• Exercise brief: I need every line that includes the word "quote" copied from the material.

BEGIN Input for this task

PR #1677, opened 2023-07-31
fix: use sending asset for base rate when creating quote

### LINKED ISSUE #1676: Fix quote creation rates request
## Context
Currently, whenever we are creating a quote, the rates service is using the receiver's asset code:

END Input for this task

• Task solution:
fix: use sending asset for base rate when creating quote
### LINKED ISSUE #1676: Fix quote creation rates request
Currently, whenever we are creating a quote, the rates service is using the receiver's asset code:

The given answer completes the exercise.